START Dataset entries
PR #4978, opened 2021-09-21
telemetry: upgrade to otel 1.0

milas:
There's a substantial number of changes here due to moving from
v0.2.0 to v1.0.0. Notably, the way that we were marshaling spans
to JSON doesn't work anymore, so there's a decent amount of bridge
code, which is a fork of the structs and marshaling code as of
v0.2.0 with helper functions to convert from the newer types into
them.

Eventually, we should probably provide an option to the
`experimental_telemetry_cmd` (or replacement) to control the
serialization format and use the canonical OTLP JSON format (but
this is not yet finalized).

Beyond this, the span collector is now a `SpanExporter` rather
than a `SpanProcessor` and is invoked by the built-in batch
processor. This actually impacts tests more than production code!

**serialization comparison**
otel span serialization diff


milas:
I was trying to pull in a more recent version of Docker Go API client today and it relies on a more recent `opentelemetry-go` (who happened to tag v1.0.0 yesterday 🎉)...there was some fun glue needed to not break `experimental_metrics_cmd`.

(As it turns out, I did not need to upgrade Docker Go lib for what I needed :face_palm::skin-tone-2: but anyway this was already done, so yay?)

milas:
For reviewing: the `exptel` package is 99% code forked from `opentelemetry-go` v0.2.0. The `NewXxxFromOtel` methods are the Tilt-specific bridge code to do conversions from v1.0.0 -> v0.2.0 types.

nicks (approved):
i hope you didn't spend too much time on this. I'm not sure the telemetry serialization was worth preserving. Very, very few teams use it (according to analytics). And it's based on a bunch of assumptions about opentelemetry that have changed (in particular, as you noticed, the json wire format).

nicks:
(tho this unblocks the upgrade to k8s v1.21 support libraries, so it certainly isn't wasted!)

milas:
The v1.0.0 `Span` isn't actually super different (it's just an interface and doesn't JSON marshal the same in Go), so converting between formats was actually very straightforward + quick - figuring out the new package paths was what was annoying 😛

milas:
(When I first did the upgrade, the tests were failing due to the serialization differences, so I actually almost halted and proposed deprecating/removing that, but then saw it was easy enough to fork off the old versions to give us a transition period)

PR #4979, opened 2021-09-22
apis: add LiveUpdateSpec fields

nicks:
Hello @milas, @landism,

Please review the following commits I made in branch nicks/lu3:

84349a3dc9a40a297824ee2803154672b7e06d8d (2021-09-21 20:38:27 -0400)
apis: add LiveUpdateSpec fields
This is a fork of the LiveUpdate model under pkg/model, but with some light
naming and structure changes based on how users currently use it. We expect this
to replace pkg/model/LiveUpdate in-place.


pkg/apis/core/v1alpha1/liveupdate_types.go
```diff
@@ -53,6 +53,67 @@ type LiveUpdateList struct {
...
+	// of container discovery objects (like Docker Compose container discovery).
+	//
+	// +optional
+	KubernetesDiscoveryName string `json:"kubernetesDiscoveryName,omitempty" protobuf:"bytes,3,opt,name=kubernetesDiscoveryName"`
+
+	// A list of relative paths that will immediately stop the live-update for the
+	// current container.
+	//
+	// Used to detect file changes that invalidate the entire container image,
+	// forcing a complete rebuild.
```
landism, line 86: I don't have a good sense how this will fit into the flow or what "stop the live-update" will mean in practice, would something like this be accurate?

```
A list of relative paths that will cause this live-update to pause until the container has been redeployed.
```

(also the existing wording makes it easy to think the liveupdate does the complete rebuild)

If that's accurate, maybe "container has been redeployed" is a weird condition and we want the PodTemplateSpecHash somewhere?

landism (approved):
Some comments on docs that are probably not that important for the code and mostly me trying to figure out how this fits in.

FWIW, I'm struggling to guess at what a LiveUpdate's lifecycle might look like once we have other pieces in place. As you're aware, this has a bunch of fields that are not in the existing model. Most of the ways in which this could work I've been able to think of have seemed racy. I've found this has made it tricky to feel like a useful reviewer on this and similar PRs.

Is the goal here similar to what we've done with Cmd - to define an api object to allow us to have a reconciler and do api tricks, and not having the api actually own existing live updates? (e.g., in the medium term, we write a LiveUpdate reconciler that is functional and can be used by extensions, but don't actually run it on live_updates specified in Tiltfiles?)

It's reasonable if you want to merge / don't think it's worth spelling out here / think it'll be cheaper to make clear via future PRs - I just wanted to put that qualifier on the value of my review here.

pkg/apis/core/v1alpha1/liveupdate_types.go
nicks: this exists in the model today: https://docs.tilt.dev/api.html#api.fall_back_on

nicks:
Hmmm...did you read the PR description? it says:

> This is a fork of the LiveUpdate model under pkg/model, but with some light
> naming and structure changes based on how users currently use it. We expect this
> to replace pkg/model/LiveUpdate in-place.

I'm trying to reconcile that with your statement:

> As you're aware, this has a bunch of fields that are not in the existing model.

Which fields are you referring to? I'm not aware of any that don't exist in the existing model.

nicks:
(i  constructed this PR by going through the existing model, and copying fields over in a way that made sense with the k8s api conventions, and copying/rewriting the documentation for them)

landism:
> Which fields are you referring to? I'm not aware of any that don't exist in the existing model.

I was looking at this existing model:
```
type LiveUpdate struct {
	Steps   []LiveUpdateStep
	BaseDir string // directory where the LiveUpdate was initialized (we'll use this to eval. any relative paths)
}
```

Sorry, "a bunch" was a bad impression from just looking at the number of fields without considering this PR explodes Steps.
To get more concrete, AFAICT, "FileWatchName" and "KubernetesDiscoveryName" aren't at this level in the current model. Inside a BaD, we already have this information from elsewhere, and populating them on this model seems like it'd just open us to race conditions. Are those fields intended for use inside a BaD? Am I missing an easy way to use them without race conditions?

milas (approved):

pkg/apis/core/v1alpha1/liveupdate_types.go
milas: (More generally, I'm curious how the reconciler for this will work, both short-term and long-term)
END Dataset entries
START Dataset entries
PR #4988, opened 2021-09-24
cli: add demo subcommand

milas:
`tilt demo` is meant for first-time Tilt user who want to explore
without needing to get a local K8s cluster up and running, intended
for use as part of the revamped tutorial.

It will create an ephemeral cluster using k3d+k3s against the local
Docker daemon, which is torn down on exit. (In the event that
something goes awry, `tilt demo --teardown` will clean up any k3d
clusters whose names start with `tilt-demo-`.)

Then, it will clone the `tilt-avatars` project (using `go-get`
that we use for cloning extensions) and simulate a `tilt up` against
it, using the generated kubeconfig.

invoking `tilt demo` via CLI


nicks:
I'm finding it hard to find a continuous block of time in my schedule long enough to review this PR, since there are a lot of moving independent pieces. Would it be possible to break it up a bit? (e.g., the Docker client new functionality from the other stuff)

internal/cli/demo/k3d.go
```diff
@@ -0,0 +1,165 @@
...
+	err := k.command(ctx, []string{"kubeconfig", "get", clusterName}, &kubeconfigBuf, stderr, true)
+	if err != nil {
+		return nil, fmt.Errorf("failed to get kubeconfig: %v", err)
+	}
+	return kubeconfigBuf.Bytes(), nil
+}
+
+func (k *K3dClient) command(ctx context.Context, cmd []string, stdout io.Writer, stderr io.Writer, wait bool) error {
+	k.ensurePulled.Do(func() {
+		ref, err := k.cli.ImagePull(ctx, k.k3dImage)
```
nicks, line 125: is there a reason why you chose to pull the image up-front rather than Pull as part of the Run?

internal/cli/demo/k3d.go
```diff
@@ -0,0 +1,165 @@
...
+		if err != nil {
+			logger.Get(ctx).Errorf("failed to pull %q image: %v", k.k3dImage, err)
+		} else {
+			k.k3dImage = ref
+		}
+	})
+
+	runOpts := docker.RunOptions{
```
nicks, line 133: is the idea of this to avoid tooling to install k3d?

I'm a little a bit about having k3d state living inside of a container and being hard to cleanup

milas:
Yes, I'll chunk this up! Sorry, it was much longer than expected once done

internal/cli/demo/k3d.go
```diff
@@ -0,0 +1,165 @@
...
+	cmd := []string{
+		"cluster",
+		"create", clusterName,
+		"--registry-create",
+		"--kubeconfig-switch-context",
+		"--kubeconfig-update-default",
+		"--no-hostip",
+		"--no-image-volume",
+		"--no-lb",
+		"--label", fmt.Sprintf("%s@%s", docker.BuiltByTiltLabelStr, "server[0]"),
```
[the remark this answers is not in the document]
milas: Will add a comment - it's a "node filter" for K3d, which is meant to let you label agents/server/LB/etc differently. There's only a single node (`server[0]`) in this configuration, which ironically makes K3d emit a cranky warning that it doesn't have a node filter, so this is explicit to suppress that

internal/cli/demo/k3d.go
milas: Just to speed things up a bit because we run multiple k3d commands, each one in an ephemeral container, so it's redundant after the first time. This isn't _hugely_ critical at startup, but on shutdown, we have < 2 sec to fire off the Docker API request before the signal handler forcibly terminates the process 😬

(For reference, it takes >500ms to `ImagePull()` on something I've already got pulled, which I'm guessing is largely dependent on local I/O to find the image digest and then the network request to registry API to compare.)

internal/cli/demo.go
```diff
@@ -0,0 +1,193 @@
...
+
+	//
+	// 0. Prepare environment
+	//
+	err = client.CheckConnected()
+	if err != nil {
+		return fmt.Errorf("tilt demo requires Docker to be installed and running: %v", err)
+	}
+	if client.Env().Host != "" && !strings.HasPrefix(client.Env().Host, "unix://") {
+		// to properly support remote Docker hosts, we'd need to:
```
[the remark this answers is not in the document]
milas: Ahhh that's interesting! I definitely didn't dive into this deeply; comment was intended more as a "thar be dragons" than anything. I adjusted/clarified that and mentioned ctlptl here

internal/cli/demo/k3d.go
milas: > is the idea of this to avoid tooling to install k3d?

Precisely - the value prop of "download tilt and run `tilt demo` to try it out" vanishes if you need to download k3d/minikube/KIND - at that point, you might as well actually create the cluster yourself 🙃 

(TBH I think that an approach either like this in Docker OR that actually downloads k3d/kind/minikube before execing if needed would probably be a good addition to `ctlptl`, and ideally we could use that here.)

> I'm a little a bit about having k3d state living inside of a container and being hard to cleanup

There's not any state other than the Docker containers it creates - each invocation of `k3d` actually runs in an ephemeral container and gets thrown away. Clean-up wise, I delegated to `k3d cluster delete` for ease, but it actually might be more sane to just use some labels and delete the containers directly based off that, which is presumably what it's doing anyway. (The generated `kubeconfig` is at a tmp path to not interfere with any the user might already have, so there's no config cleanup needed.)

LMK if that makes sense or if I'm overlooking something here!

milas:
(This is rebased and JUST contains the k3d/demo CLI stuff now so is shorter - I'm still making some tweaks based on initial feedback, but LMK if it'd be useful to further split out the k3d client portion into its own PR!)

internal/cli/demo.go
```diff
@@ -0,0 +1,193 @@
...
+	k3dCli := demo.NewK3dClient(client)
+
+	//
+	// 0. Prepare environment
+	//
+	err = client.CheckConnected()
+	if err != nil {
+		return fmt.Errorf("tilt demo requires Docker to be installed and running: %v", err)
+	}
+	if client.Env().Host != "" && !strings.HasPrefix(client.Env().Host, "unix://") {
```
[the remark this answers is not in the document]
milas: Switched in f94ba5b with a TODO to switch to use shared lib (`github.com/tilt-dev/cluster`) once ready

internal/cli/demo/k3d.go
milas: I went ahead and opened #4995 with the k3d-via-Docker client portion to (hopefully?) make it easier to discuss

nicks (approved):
END Dataset entries
What you will do: Copy whichever lines in the listing above contain the word "changes".

Answer to the exercise:
There's a substantial number of changes here due to moving from
naming and structure changes based on how users currently use it. We expect this
+	// Used to detect file changes that invalidate the entire container image,
> naming and structure changes based on how users currently use it. We expect this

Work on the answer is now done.